Trimeresurus sabahi barati
- Conservation status: Least Concern (IUCN 3.1)

Scientific classification
- Kingdom: Animalia
- Phylum: Chordata
- Class: Reptilia
- Order: Squamata
- Suborder: Serpentes
- Family: Viperidae
- Genus: Trimeresurus
- Species: T. sabahi
- Subspecies: T. s. barati
- Trinomial name: Trimeresurus sabahi barati Regenass & Kramer, 1981
- Synonyms: Trimeresurus popeorum barati Regenass & Kramer, 1981; Trimeresurus gramineus barati – Welch, 1988; Trimeresurus popeorum barati – Golay et al., 1993; Trimeresurus barati – Vogel et al., 2004; Popeia popeiorum barati – Sanders et al., 2006; Trimeresurus barati – David et al., 2009; Trimeresurus (Popeia) barati – David et al., 2011;

= Trimeresurus sabahi barati =

Subspecies of snake

Trimeresurus sabahi barati, commonly known as the Sumatran green pit viper or the Barat bamboo pitviper, is a subspecies of Trimeresurus sabahi. The IUCN Red List treats it as a distinct species, and others have considered it subspecies of Trimeresurus popeiorum or Trimeresurus gramineus.

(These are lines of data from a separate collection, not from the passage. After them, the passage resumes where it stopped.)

PR #398, opened 2022-09-28
feat: in W3C header injection: add option to request even if does'nt exists

saartochner:


src/hooks/http.ts
```diff
@@ -123,6 +123,29 @@ export class Http {
...
 
+  static addOptionsToHttpRequestArguments(originalArgs, newOptions) {
+    // We're switching on the different signatures of http:
+    // https://nodejs.org/api/http.html#httpgeturl-options-callback
+    if (typeof originalArgs[0] === 'string' || originalArgs[0] instanceof URL) {
+      if (originalArgs[1]) {
+        if (typeof originalArgs[1] === 'function') {
+          // The signature is: (url, callback)
+          originalArgs.push(originalArgs[1]);
+          originalArgs[1] = newOptions;
```
nirLumigo, line 134: For each option, can you also add a comment for the new signature?

src/hooks/http.ts
```diff
@@ -191,11 +214,14 @@ export class Http {
       if (isRequestToAwsService && !isKeepHeadersOn()) {
         const { awsXAmznTraceId } = getAWSEnvironment();
         const traceId = getPatchedTraceId(awsXAmznTraceId);
-        options.headers['X-Amzn-Trace-Id'] = traceId;
+        headers && (headers['X-Amzn-Trace-Id'] = traceId);
```
nirLumigo, line 217: Was this change needed? there is a default value for headers in line 205

src/hooks/http.test.js
```diff
@@ -838,6 +875,49 @@ describe('http hook', () => {
     expect(span.info.httpInfo.request.headers[TRACESTATE_HEADER_NAME]).toBeDefined();
   });
 
+  test('wrapHttpLib - check request - headers exists', () => {
```
nirLumigo, line 878: What is the purpose of the test? Verifying that `TRACESTATE_HEADER_NAME` exists? Please add it in the description of the test. Same regarding the next test.

nirLumigo (approved):
Nice! :)
Added small comments, please check before merging.

src/hooks/http.ts
saartochner: Not use options is the important change here :)

PR #399, opened 2022-10-15
feat: MongoDB 4.x support

mmanciop:
* Added support for MongoDB 4.x 
* Improved extender.js to be able to wrap functions that are constructors (which is needed by MongoDB to ensure that the `monitorCommands` flag is set in the client on instantiation 

TODOs:
* Tests + Itests
* Support for detecting failures and timeouts on connection


mmanciop:
In reality is probably better to pass an option to hook in case we wrap a constructor and invoke the wrapped function precisely once, as we do not know whether there are side effects. After all, we should always know whether the wrapped function is a constructor or not.

mmanciop (commented):
I have seen with ClariFruit's Luke that our instrumentation breaks MongoClient.connect

PR #401, opened 2022-10-23
fix: disable adding execution tags when lambda is not traced

vladlLumigo:


src/globals.ts
```diff
@@ -95,10 +101,15 @@ export const ExecutionTags = (() => {
 
   const addTag = (key, value, shouldLogErrors = true) => {
     try {
-      logger.debug(`Adding tag: ${key} - ${value}`);
-      if (!validateTag(key, value, shouldLogErrors)) return false;
-      // @ts-ignore
-      global.tags.push({ key: normalizeTag(key), value: normalizeTag(value) });
+      if (isLambdaTraced()) {
+        logger.debug(`Adding tag: ${key} - ${value}`);
+        if (!validateTag(key, value, shouldLogErrors)) return false;
```
therightstuff, line 106: please use braces (`{`, `}`) even for single lines

src/globals.ts
```diff
@@ -95,10 +101,15 @@ export const ExecutionTags = (() => {
...
+        // @ts-ignore
```
therightstuff, line 107: why do we need this `@ts-ignore`? can we put the reason inline?

src/globals.ts
```diff
@@ -95,10 +101,15 @@ export const ExecutionTags = (() => {
...
+        global.tags.push({ key: normalizeTag(key), value: normalizeTag(value) });
+      } else {
+        shouldLogErrors && logger.warnClient(`${ADD_TAG_ERROR_MSG_PREFIX}: lambda is not traced`);
+        return false;
+      }
     } catch (err) {
       shouldLogErrors && logger.warnClient(ADD_TAG_ERROR_MSG_PREFIX);
```
therightstuff, line 114: do you know why the error isn't included in the client warning?

src/utils.ts
```diff
@@ -586,3 +586,7 @@ export const filterObjectKeys = (
     .reduce((cur, key) => {
       return Object.assign(cur, { [key]: obj[key] });
     }, {});
+
+export const isKillSwitchOn = () => !!process.env['LUMIGO_SWITCH_OFF'];
```
therightstuff, line 590: please verify that this is correct, if i recall correctly this should be a string comparison with very specific cases where it's "true"

src/utils.ts
```diff
@@ -586,3 +586,7 @@ export const filterObjectKeys = (
...
+
+export const isLambdaTraced = () => !!(!isKillSwitchOn() && isAwsEnvironment());
```
therightstuff, line 592: both of these methods should return a boolean value, so we should not need `!!`. for increased readability, please put the positive check first (ie. `=> (isAwsEnvironment() && !isKillSwitchOn())`)

therightstuff (changes requested):
i do have a few concerns i've highlighted, but it's mostly great :)

src/utils.ts
doriaviram, line 590: There is a method for that `isSwitchedOff`

src/globals.ts
vladlLumigo: Good question, it was in the original code, I don't know what was the reason

src/globals.test.js
```diff
@@ -445,4 +453,26 @@ describe('globals', () => {
...
+  test.each`
+    killSwitchValue | isAwsEnvironment | expectedRetValue | expectedTags
+    ${false}        | ${true}          | ${true}          | ${[{ key: 'k0', value: 'v0' }]}
+    ${true}         | ${true}          | ${false}         | ${[]}
+    ${true}         | ${false}         | ${false}         | ${[]}
+    ${false}        | ${false}         | ${false}         | ${[]}
+  `(
+    'killSwitch=$killSwitchValue, isAwsEnv=$isAwsEnvironment, expectedRetValue=$expectedRetValue$',
+    ({ killSwitchValue, isAwsEnvironment, expectedRetValue, expectedTags }) => {
+      const oldEnv = Object.assign({}, process.env);
```
doriaviram, line 466: You don't need to save the envs. the infra do it for you.
Look at steup.js

src/globals.test.js
```diff
@@ -445,4 +453,26 @@ describe('globals', () => {
 
     process.env = { ...oldEnv };
   });
+
+  test.each`
```
doriaviram, line 457: It looks like its hard to maintain these spaces, maybe array its better

doriaviram (changes requested):

src/globals.ts
vladlLumigo: done

src/utils.ts
vladlLumigo: used already existing function isSwitchedOff() instead

src/utils.ts
vladlLumigo: done

src/utils.ts
vladlLumigo: done

src/globals.test.js
vladlLumigo: done

src/globals.test.js
vladlLumigo: tried both versions,  decided to stay with the table version

therightstuff (approved):

src/globals.ts
vladlLumigo: we show the client only specific errors, a general catch , will contain information that the client don't really need to see

doriaviram (approved):

doriaviram (approved):

PR #403, opened 2022-11-08
fix: increase clarity when reporting unhandled promise rejections

therightstuff:


therightstuff:
Further investigation has led to further questions, I'm closing this PR until we have more clarity ourselves.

It is endemic to Sumatra (Indonesia), including some nearby smaller islands.

==Description==
The scalation includes 17–19 rows of dorsal scales at midbody, 142–157/146–160 ventral scales in males/females, 62–72/55–58 subcaudal scales in males/females, and 9–11 supralabial scales.

==Geographic range==
Found in Indonesia on Sumatra and in the Mentawai Archipelago. The type locality given is "Solok, Sumatra".